PR #687, opened 2026-08-29
Support Azure Container Linux as an agent host

plombardi89:
Adds support for running the unbounded agent on Azure Container Linux, an
immutable Flatcar-derived image with a read-only `/usr` and no package manager.
Validated end to end: an ACL node bootstrapped by the agent joins an AKS cluster
and reaches `Ready`, with working cross-site pod networking.

## Why it did not work before

ACL reports `ID=azurelinux` with a 3.x `VERSION_ID`, so it was silently
classified as mutable Azure Linux 3. It is a different OS: `rpm` is not merely
absent from `PATH`, it does not exist. Three things blocked bootstrap.

- The agent could not write its own files to `/usr/local`.
- `InstallPackages` aborted on any host without apt-get, tdnf or dnf.
- `systemd-nspawn` could not be installed at all.

## Approach

**Identity.** Detect ACL via `VARIANT_ID`, with `ID_LIKE=flatcar` as a
deliberate second signal so an image that later drops `VARIANT_ID` cannot
silently regress into being treated as Azure Linux 3. The resolved rootfs image
is unchanged: ACL shares the Azure Linux 3 kernel, and the nspawn rootfs runs on
the host kernel rather than supplying its own.

**Install prefix.** `HostPrefix` on the agent config and
`spec.agent.hostPrefix`, defaulting to `/usr/local` so hosts that do not set it
are byte-identical to before.

This is deliberately *declared, not detected*. Where the agent may write is a
property of the filesystem, not of the distribution, so keying on distro
identity would misclassify a hardened host with a read-only `/usr` and would
silently relocate files on any host whose os-release changed. A wrong guess is
also expensive: the lifecycle helper path is baked as an absolute path into the
nspawn drop-in and the config regeneration unit, and that regeneration unit
reruns on every container start. Preflight refuses with an actionable message
rather than guessing.

The value rides on the persisted applied config, which is already checksummed
and re-read by the systemd-invoked pre-start hook. That is what lets processes
systemd starts resolve the same paths the bootstrap used; an environment
variable could not, since it would have to be propagated into every generated
unit and would silently degrade to the default when it was not.

**Package detection.** Probe the capability each required package provides
(`systemd-container` to `systemd-nspawn`, `nftables` to `nft`) rather than the
package name, so any immutable host is covered without enumerating it.

**systemd-nspawn.** Deliver `systemd-container` as a systemd system extension,
which is the mechanism ACL itself uses to extend `/usr`; it already merges
`containerd` and `oem-azure` this way.

## Two constraints found the hard way

Both are encoded in code and documented, because neither is inferable from the
code alone and both cost real time to establish.

**The extension must ship as a squashfs `.raw`, not a directory.** A directory
extension is merged by bind-mounting it out of `/var/lib/extensions`, which
carries SELinux xattrs from the writable root, and a binary with that label
cannot acquire a D-Bus name under Enforcing. `systemd-machined` times out,
`systemd-nspawn` reports `Failed to register machine: Access denied`, and **no
AVC denials are logged at all**, because the relevant rules are `dontaudit`ed.
A squashfs image carries no SELinux xattrs, so merged files take the filesystem
default, which is exactly what ACL's own read-only `/usr` uses.

**`systemd-nspawn` links `libsystemd-shared` by full package release**
(`libsystemd-shared-255-33.azl3.so`), and `systemd-sysext` matches only on `ID`
and `SYSEXT_LEVEL`, so it will merge an extension whose binaries cannot load and
surface a loader error much later. The builder bundles the library so the
extension is not pinned to one systemd build, and a compatibility guard checks
provenance against the running systemd before the host is touched.

## Validation

Real AKS cluster, real Azure Container Linux VMSS node, SELinux Enforcing
throughout:

```
NAME                   STATUS   VERSION   OS-IMAGE                    CONTAINER-RUNTIME
aclv2-dc1-acl-000000   Ready    v1.34.3   Microsoft Azure Linux 3.0   containerd://2.1.8
```

- Refusal verified: without `--host-prefix` the install fails immediately with
  `Read-only file system` and an actionable message.
- Generated units carry the relocated path, with zero `/usr/local` references
  anywhere under `/etc/systemd/system`.
- Cross-site pod networking verified bidirectionally over WireGuard (~1.3ms),
  and DNS resolves from a pod on the ACL node.
- Survives reboot: the extension auto-merges at boot, the nspawn machine
  auto-starts, and the pre-start hook re-resolves paths correctly from the
  persisted config.

The live run found three bugs that unit tests could not, each fixed here: the
host-packages preflight blocked its own remediation, the install task fetched
the source before checking what was already installed, and `manual-bootstrap`
built two divergent `AgentSpec` values so `--host-prefix` reached the config but
not the install script.

## Known limitation

First bootstrap on ACL takes two passes. The extension is merged, then the host
must reboot before D-Bus will activate `org.freedesktop.machine1`, because dbus
loads its policy at startup and reloading it is itself denied. The agent detects
this immediately after merging and reports it, rather than continuing and
failing later at `machinectl enable: Access denied` with no indication that a
reboot is all that is required.

Installing the extension at provision time, via Ignition, would make this
single-pass. That is follow-up work.

## CI

`agent-e2e-kind` cannot boot an ACL host, since ACL publishes no QEMU-ready VHD,
so the ACL path is validated manually as above. The existing Ubuntu and Fedora
matrix entries are unaffected: every default is preserved, and regression tests
pin the pre-existing paths for both the host layout and the blue-green binary
layout.

## Review notes

The 10 commits are individually reviewable and each builds standalone. The two
worth reading first are `agent: make the host install prefix declarable`, which
carries the declaration-over-detection reasoning, and `images: add Azure
Container Linux nspawn sysext builder`, which carries the SELinux and soname
constraints.

Also included, found while working in these files and separable if preferred:
removal of the dead `AGENT_DISABLE_OCI_IMAGE` path, which logged "falling back
to debootstrap" for an implementation that does not exist, and a `--image` flag
for `forge site azure add-pool`, which is what makes provisioning an ACL host
possible in the first place.


plombardi89:
Superseded by #713.

Rebuilt on current `main` and scoped down. The short version: Azure Container Linux `3.0.20260818` now ships `systemd-container` in its base image, verified by booting it, so the system-extension apparatus this PR carries is no longer needed. Nine commits dropped, including the sysext builder, the OCI publisher, the release job and the two CRD fields.

What carried over is the host support that is still required - the declarable install prefix, ACL distro detection, the capability probe - plus the Ignition bootstrap variant and new e2e coverage.

The `agent config e2e` failure here is fixed in #713: preflight was probing `<prefix>/libexec` directly, which fails ENOENT on a directory the agent creates, and that also broke stock Ubuntu with LocalDNS enabled.

Leaving this open for now since its history is useful while reviewing #713.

::::::::

In the listing above, locate the line containing "is unchanged: ACL" and the line containing "are byte-identical to before.". Extract those two lines and every line between them, exactly as written, and only those.

is unchanged: ACL shares the Azure Linux 3 kernel, and the nspawn rootfs runs on
the host kernel rather than supplying its own.

**Install prefix.** `HostPrefix` on the agent config and
`spec.agent.hostPrefix`, defaulting to `/usr/local` so hosts that do not set it
are byte-identical to before.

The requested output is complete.